63 % reduction) for pore radius of 2 micron. The

trend of reduction in surface area decreases as pore

radius increases, especially for pore radius greater

than 9.0 microns. This provides more interpretation

to permeability damage since small pores (less than

9.0 micron in radius) shows higher sensitivity to

more asphaltene deposition. Pores having pore

radius bigger than 9.0 micron show almost the same

distribution since asphaltene deposition may reduce

surface area open to flow. This interpretation again

provides good tool for choosing the required

particle size for any EOR, mud, and any other

material(s), which may be injected into the

reservoirs. In addition, the precipitation of

asphaltene does not distort the shape of pore size

distribution curve since all investigated asphaltene

contents of the crude or different rock

permeabilities show the same trend shape of pore

size distribution.

CONCLUSIONS

This experimental study was carried out to

investigate the influences of asphaltene deposition

using different asphaltene contents of the crude oil

on petrophysical properties and pore size

distribution of carbonate reservoirs.
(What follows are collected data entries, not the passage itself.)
Issue #930, opened 2014-12-21
examples/hello-world does not compile/run for target c64


marcas756:
The hello world example does not compile. The problem seems to be caused by the current work on IPv6 .

Regression tests do not cover the hello world example, thus travis does not complain about this issue.
I tried to compile the webserver and mail example (also done by travis)... both get compiled for taget c64 

I think that it would be a good idea to add  hello-world to regression test for all platforms, as
this example is the starting point for most people. I think it should work out of the box if the build/bin tools are correctly installed.

 make TARGET=c64
  CC        ../../cpu/6502/net/ethernet-drv.c
../../cpu/6502/net/ethernet-drv.c(64): Error: Undefined symbol: `IPBUF'
../../cpu/6502/net/ethernet-drv.c(64): Error: Struct pointer expected
../../cpu/6502/net/ethernet-drv.c(64): Error: Struct/union has no field named `srcipaddr'
../../cpu/6502/net/ethernet-drv.c(64): Error: Illegal address
../../cpu/6502/net/ethernet-drv.c(64): Error: Incompatible pointer types
../../cpu/6502/net/ethernet-drv.c(91): Error: Incompatible pointer types
make: *** [obj_c64/ethernet-drv.o] Fehler 1

see #931
cc65 issue?

marcas756:
Hello,

i was only able to get hello-world up and running with modifying Makefile (IPV4 = 1) and 6502 main loop. 

In the main loop I removed all network stuff to get it up and running. But I did not check it in as I am afraid to break something else with this.

The same I had to do for following pull request to work on 6502 (also did not check the mentioned changes in) :  #934

I am working with the current cc65 main branch.

Regards marcas

marcas756:
Hello,

in the meantime I got one issue solved. 

VICE complained that it could not open a file:

Fsdrive: error - cannot open file. status $02

As ethernet requires a disk image to load "contiki.cfg" I built contiki with 

export C1541=c1541
make disk TARGET=c64

and setting

CONTIKI_WITH_IPV4 = 1

in the hello-world example Makefile.

But with the same result, No "Hello world!"

```
load"$",8

searching for $
loading
ready.
list

0 "contiki         " 00 2a
68   "contiki"          prg
1    "contiki.cfg"      seq
3    "cs8900a.eth"      seq
3    "lan91c96.eth"     seq
589 blocks free.
ready.
load"*",8,1

searching for *
loading
ready.
run

ready.
```

[...]

PR #931, opened 2014-12-21
Add hello-world for target c64 to regression tests

marcas756:
see #930
Build failed as on my system


marcas756:
Created Makefile.c64.defines for the hello-world example due to discussion about it in #930.
Now it should compile and run, if vice is setup correctly for networking. 

helloworld

examples/hello-world/Makefile.c64.defines
```diff
@@ -0,0 +1,2 @@
+DEFINES = WITH_CLIENT,WITH_DNS,WITH_PFS,WITH_LOGGING
```
oliverschmidt: This line is supposed to be not necessary. Please try to remove it.

examples/hello-world/Makefile.c64.defines
```diff
@@ -0,0 +1,2 @@
...
+CONTIKI_WITH_IPV4 = 1
```
oliverschmidt: If you check out the recipe `savedefines` then you'll notice that Makefile.<target>.defines are not general containers for Makefile variable settings but are rather intended to contain exactly one line saying `DEFINES = ...`. From that perspective your approach to configure IPv4 doesn't seem valid to me.

As already said several times Contiki unfortunately presumes that IPv4 vs. IPv6 is purely a property of the example but but a property of the example-target tupel. I personally consider this a bug.

examples/hello-world/Makefile.c64.defines
marcas756: At least I would keep

DEFINES = WITH_LOGGING

as one can not know that hello-world (or any example) requires networking as provided by additional hardware or by vice hardware  emulation.

At least there would be an output on screen with the reason for the problem (not memory critical for hello world I think).

On the other hand one can not assume that the user has networking support (either by hardware or by emulation). 

So either the emulator or the original C64 has to provide network support ... or one has to write its own C64 platform for contiki.

For hello-world I think that this Info is very useful (also with the increased memory usage for hello-world) :

helloworlderrorinfo

Just my opinion, but also can be removed for this PR if requested.

oliverschmidt: > At least I would keep `DEFINES = WITH_LOGGING`

Yes, I agree with you.

examples/hello-world/Makefile.c64.defines
marcas756: I am honest ... just tired it :-)
I just assumed it to be an extention of the Makefile in the example directory.

marcas756: I had a look on savedefines plus README-BUILDING.md and it mentions:

``` 
Beside TARGET= there's DEFINES= which allows to set arbitrary variables for the
C preprocessor in form of a comma-separated list. Again it is possible to avoid
having to re-type i.e. DEFINES=MYTRACE,MYVALUE=4711 by running make TARGET=esb
DEFINES=MYTRACE,MYVALUE=4711 savedefines. A file called Makefile.esb.defines is
saved in the project's directory containing the currently saved defines for the
ESB platform.
```
The savedefines build receipe just saves DEFINE provided by the make invocation.

Thus 
```
make  TARGET=c64 DEFINES=WITH_LOGGING"\n"CONTIKI_WITH_IPV4=1  savedefines
```
would also deliver the above commented lines.

O.K. this is a little bit far-fetched, so you are right ... also doesn't seem valid to me now.

One problem I got with the current platform implementation for c64 is, that it assumes that the user wants to use it on a c64 with ethernet interface. The hello-world example does not require any ethernet support in my opinion.

Thus I recommend to add another define "WITH_ETH" or similar, to be able to enable the ethernet support explicitly.

I am quite  sure that this problem does not apply to platform c64  only ...

Regarding "CONTIKI_WITH_IPV4 = 1" : I will try to fix this one and hope that it does not break other platforms.

simonduq:
I have nothing against this, will merge in a month unless someone is against

simonduq:
(but please rebase to make sure the test still passes on the latest master!)

simonduq:
not rebased, closing atfer timeout

PR #934, opened 2014-12-29
Proposal: cooperative mt scheduler with events V2

marcas756:
# PR - Summary:

This pull request provides example code, located in examples/multi-threading/cmt-scheduler.

Tested for platforms:
- native linux            OK
- c64                          OK
- sky (cooja)              OK
- micaZ (cooja)          broken (also multi-threading example does not work properly) ... nice feature: mt_exit on return
- cooja (cooja)           broken (mtarch.c,h  is not  implemented properly) #1015

Intertarget portable part is located in cmt.c and cmt.h.

Some modifications were made to get it up and running for C64 as second test platform beside native linux (also see discussion in #930 and #931)
 
- Non preemtive mt-scheduler (context switch during irq not allowed for this implementation)
- In this implementation the cmt thread is derived from contiki process, thus a thread uses the contiki process scheduler directly  instead of an own mt scheduler as contiki process.
- As a cmt instance is also a process instance in this case, process post/post_sync can be used directly by processes and cmt_threads to post events to each other.
- This example also shows the close logical relationship between protothreads and usual cooperative threads. Think twice if you really need context switching or not!
-  For this special example it would be an advantage if process functions would use a void pointer for process passing, to avoid explicit casting on application level.
- It would be an advantage to be able to define thread specific stack sizes to avoid unnecessary RAM usage. Maybe by using cpu min stack size and multiplier? ... to be discussed

cmt_thread

replaces #928


marcas756:
Currently target c64 seems to be broken for main branch. For test purposes I modified contiki-main for c64 (removed network stuff), but did not check it in.

Maybe we are out of stack (> 256 Bytes)  for c64? ... Did not check (debug)  it in detail yet.
Also hello-world does not work for target c64.

Proof of concept for cmt_thread on C64:

c64_event_poll_test
c64_event_test
c64_event_pause_test

marcas756:
Gets it running for C64 as discussed in #931 and #930

So currently working targets are native linux and C64

cmt

At this point the PR also allows multiple "subprojects" for C64 disk image for the example projects.

Usually the "application" is called "contiki" in the C1541 disk file system.

The cmt-scheduler currently consists of three intependend tests that are all stored on the disk image now by name.

cmt-multiple

simonduq:
I can see a lot of effort went into this, thanks for submitting as a contribution here.
This hasn't raised any interest so far though, so I'll have to close in a month unless something happens

simonduq:
closing after timeout

rayui:
Dang! I need this! Can we resurrect?

simonduq:
Well the code is still in the original branch: `marcas756:PullReq-BASIC_MT_SCHEDULER_V2`
Feel free to open a new PR if you are willing to bring this back to life

marcas756:
I think that for this feature the current mt implementation needs to be streamlined for this (I am talking about mt_arch in this case).

Meanwhile I reduced it to native linux only ...(the contiki implementation with makecontext/getcontext/swapcontex). I had to touch  MTARCH_STACKSIZE for this ( 4096 -> 3*4096) .... can not imagine why ...

There were some issues with other architecures yet  ... see PR-Summary 

There is also still some work to do on contiki arch code to get it stable up and running for all architectures.

Shall I make a new PR with linux native only ? All code is located in examples/multi-threading/cmt-scheduler ... except the change in linux native (MTARCH_STACKSIZE  = 3*4096)

PR #945, opened 2015-01-17
Atmel AT86RF230 in avr-rcb: added missing macros and initialisations 

Tom435:
I added important modules in the Makefile.avr-rcb as well as some macros in contiki-conf.h and Makefile.avr-rcb to be able to compile applications for the avr-rcb.
To use the wireless interface it is necessary to initialize the NETSTACK_* protocols in /contiki-rcb-main.c.


platform/avr-rcb/contiki-rcb-main.c
```diff
@@ -109,21 +109,22 @@ init_lowlevel(void)
...
-  uint8_t error;
 
   PROCESS_BEGIN();
   
-  if((error = icmp6_new(NULL)) == 0) {
     while(1) {
       PROCESS_YIELD();
       
-#if NETSTACK_CONF_WITH_IPV6	  
+#if UIP_CONF_IPV6
```
nvt: NETSTACK_CONF_WITH_IPV6 is the normal way to check whether IPv6 is in use. Why was this changed?

Tom435:
You are right, that´s nonsense. I accidentally changed that macro because of a copy and paste mistake.

platform/avr-rcb/contiki-rcb-main.c
Tom435: You are right, that´s nonsense. I accidentally changed that macro because of a copy and paste mistake.

nvt:
:+1:

PR #946, opened 2015-01-21
CC2538 RF driver issues x3

e120guru:
When using the cc2538-rf driver without using radio duty cycling I discovered that if an error occurs, the radio is switched off, reinitialized, but never switched back on again, which killed all radio reception until the stack decided to switch the radio on again for any reason.

Also, the channel was reset to the default in this case, instead of what was last set. 

Thirdly, the radio was switched on whenever channel was changed, even if radio was currently off. This makes sleepy nodes switch on their radio of for instance using multichan.

* This patch stores the RF channel internally in the module and always reinitialize to the last set value.
* This patch only switch on radio when chaning channel iff the radio was on
* This patch switches radio back on after reinitializing

### DIFF
--- a/cpu/cc2538/dev/cc2538-rf.c
+++ b/cpu/cc2538/dev/cc2538-rf.c
@@ -964,17 +964,18 @@ PROCESS_THREAD(cc2538_rf_process, ev, data)
 
     /* If we were polled due to an RF error, reset the transceiver */
     if(rf_flags & RF_MUST_RESET) {
+      uint8_t was_on;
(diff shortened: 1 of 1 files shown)


g-oikonomou:
This is a good patch :+1: 

There is a minor style error in L978:
`if (was_on) {` (space before opening paren). Something you can fix?

e120guru:
Updated.... (waiting for Travis to finish)

g-oikonomou:
Thanks for addressing this so quickly :+1:

PR #950, opened 2015-01-29
Fix: Misconfigurations to compile for avr-zigbit platform

patoman007:
I had some reference errors for avr-zigbit platform.
I added to the makefile some necessary files and from contiki-avr-zigbit-main.c I commented the rime-stack initializations and modified the baud rate.


nvt:
:+1:

PR #1120, opened 2015-06-16
Cooja: Clone packet data before modifying it in packet analyser

laurentderu:
THe packet analyser plugin is modifying the original packet data instead of working on it's own copy. This leads to broken cap files when more than one packet analyser is running.


laurentderu:
@fros4943 ping :)

fros4943:
:+1:

PR #1122, opened 2015-06-16
Add CRC to packets send by CoojaMote

laurentderu:
Packets sent from CoojaMote do not have a CRC. CoojaRadio simply send the packet to the RfListener as is. Also the adaptation layer between CC2420 emulator and RfListener drops and recreates the CRC for outgoing and incoming packets.

This PR ensure that all packets have (or keep) their CRC and so are exportable into valid PCAP.

Notes: I had to copy CCITT_CRC from MSPSIM as I did not see a way to cleanly reference it from Cooja, also, other radio driver might need adaptation, so feedback is most welcome.


laurentderu:
@fros4943 ping :)

fros4943:
Great! :+1:

PR #1123, opened 2015-06-16
Check pointer in uip_debug_lladdr_print

laurentderu:
If DEBUG is enabled in uip-ds6-nbr, the code crashes when trying to print a NULL lladdr. A NULL lladdr occurs with INCOMPLETE neighbor state.

### DIFF
--- a/core/net/ip/uip-debug.c
+++ b/core/net/ip/uip-debug.c
@@ -75,6 +75,10 @@ void
 uip_debug_lladdr_print(const uip_lladdr_t *addr)
 {
   unsigned int i;
+  if(addr == NULL) {
+    printf("(NULL LL addr)");
+    return;
+  }
   for(i = 0; i < sizeof(uip_lladdr_t); i++) {
     if(i > 0) {
       PRINTA(":");


core/net/ip/uip-debug.c
```diff
@@ -74,6 +74,10 @@ uip_debug_ipaddr_print(const uip_ipaddr_t *addr)
 void
 uip_debug_lladdr_print(const uip_lladdr_t *addr)
 {
+  if(addr == NULL) {
+    printf("(NULL LL addr)");
+    return;
+  }
   unsigned int i;
```
nvt: The variable definition should come before the added code, otherwise some older compilers (for platforms using the IPv4 stack) will fail here.

laurentderu:
Indeed I overlooked that, it's fixed now.

nvt:
:+1:

core/net/ip/uip-debug.c
```diff
@@ -75,6 +75,10 @@ void
 uip_debug_lladdr_print(const uip_lladdr_t *addr)
 {
   unsigned int i;
+  if(addr == NULL) {
+    printf("(NULL LL addr)");
```
oliverschmidt: Is there a specific reason not to use `PRINTA` like in the rest of the file?

laurentderu: That happens when you blindly copy&paste the code from the function uip_debug_ipaddr_print() above :) I'll fix both and also move the check after the local declaration in uip_debug_ipaddr_print()

PR #1125, opened 2015-06-18
Fixed TX/RX pin define in board.h of the cc2538dk

davidrojas:
SPI0_RX_PIN and SPI0_TX_PIN in board.h of the cc2548dk platform are swapped.

### DIFF
--- a/platform/cc2538dk/dev/board.h
+++ b/platform/cc2538dk/dev/board.h
@@ -199,11 +199,11 @@
 /** TX port SPI0 (master mode: MOSI) */
 #define SPI0_TX_PORT            GPIO_A_NUM
 /** TX pin SPI0 */
-#define SPI0_TX_PIN             4
+#define SPI0_TX_PIN             5
 /** RX port SPI0 (master mode: MISO */
 #define SPI0_RX_PORT            GPIO_A_NUM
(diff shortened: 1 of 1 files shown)


g-oikonomou:
In the SmartRF06EB User Guide I am seeing MOSI on PA4 and MISO on PA5, which at a first glance matches what we have in `board.h`. You seem to be inverting that. Is there a documentation error?

davidrojas:
We have tested in a custom board using the CC2538. If you go to the page 8 of the datasheet: http://www.ti.com/lit/ds/swrs096d/swrs096d.pdf
There it is PA5 = SSI_TX and PA4 = SSI_RX

g-oikonomou:
Those datasheet values are referring to the mappings used by the bootloader, in order to allow programming over SSI.

As far as the SmartRF06EB goes, MISO and MOSI (e.g. for the LCD and the SDCard reader) are connected to the pins defined in our current `board.h`.

davidrojas:
Yes, you are right, the CC2538 has a mux matrix for the serial peripherals, they can be routed to any gpio pin, it is indeed routed that way in the CC2538dk, although it feels strange using the same pins as in the SSI bootloader but swapped.

PR #1126, opened 2015-06-18
Change all printf into PRINTA in uip-debug.c and remove compilation warnings

laurentderu:
Change all printf into PRINTA in uip-debug.c; remove compilation warning (an array can never be a NULL pointer) and move addr check after local variables definition in uip_debug_ipaddr_print() for older compiler.


nvt:
:+1:

PR #1131, opened 2015-06-19
Minor improvements on native platform

zehortigoza:


platform/native/contiki-main.c
```diff
@@ -242,6 +242,8 @@ main(int argc, char **argv)
 
   serial_line_init();
 
+  process_start(&sensors_process, NULL);
```
vsaw: I would not start this for any native target. Instead the projects can include the sensors based on their preferences.

zehortigoza: Without this, a call to sensors_changed() would not cause any event been generated and send to another process, I will add this to the commit message.

vsaw: I understand what this does. I just don't think everybody wants to use this sensors. So instead of assuming the sensors are always on, applications that require sensors should start them manually.

zehortigoza: I see your point but several platforms do it (cc2530dk, cc2538dk, cooja, econotag, remote, seedeye, sensinode, sky, srf06-cc25xx, wismote and z1), so the default is let applications start the sensors_process? If yes, those platforms should be fixed to avoid mistakes like this.

PR #1132, opened 2015-06-19
LRU deletion strategy for rime routes

tpetry:
Actually contiki removes the first added (FIFO) rime route if any module tries to add a new route to a full routing table. For large networks the route discovery module (used by the mesh module) saves many newly learned routes. But this amount of newly learned routes may not be as relevant as already existing routes the node is aware of.
With large sensor networks my most important routes have been constantly removed because of many learned "useless" route discovery routes, triggering route discovery indefinitely.

The suggested change will change the route deletion strategy from FIFO to LRU so any actively used routes which are refreshed by ``route_refresh()`` are not deleted "by accident". If neither route is refreshed by the application the LRU implementation is completely backwards compatible to the contiki 2.7 release because of:
* every routing table entry has the same ``time=0`` value (all are same "old")
* routing table entries added first (entries at the end of the list) have a higher precedence to be removed if their ``time`` value is same.

### DIFF
--- a/core/net/rime/route.c
+++ b/core/net/rime/route.c
@@ -121,7 +121,7 @@ int
 route_add(const linkaddr_t *dest, const linkaddr_t *nexthop,
 	  uint8_t cost, uint8_t seqno)
 {
-  struct route_entry *e;
+  struct route_entry *e, *oldest = NULL;
 
   /* Avoid inserting duplicate entries. */
   e = route_lookup(dest);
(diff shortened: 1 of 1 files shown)


simonduq:
Seems reasonable to me, indeed the current `route_refresh()` doesn't seem to prevent deletion.
:+1: and scheduling for merging in a month

nvt:
:+1:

The following

conclusions are obtained:

1. Asphaltene deposition decreases the

petrophysical properties of absolute

permeability and effective porosity of low

permeability carbonate rocks for different

asphaltene contents of the flowing crude oils.

Permeability and hydraulic radius damage

factors of carbonate rocks are much more severe

than porosity damage one for the same

rock/fluid properties and under identical flow

conditions.

2. Asphaltene precipitation in carbonate reservoirs

improves water relative permeability for

different asphaltene contents of crude oil and

therefore accelerates water breakthrough during

waterflood of oil reservoirs of higher asphaltene

contents.

3. Asphaltene deposition decreases capillary

pressure values with respect to their assigned

water saturations. Higher asphaltene content of

the crude oil shifts capillary pressure curves in

the direction of more irreducible water

saturation values. Therefore, capillary pressure

curves have to be updated during the extended

life of oil reservoirs having asphaltene

deposition problem.

4. Pore size distribution has been used for

interpretation of asphaltene deposition in

carbonate porous rocks. It provides good

microscopic explanation for rock damage.

Acknowledgement

The author expresses his sincere thanks to

the administration of Abou Dhabi National Oil

Corporation (ADNOC), United Arab Emirates

(UAE) for financial support of this study and also

for providing required fluid(s) and reservoir data.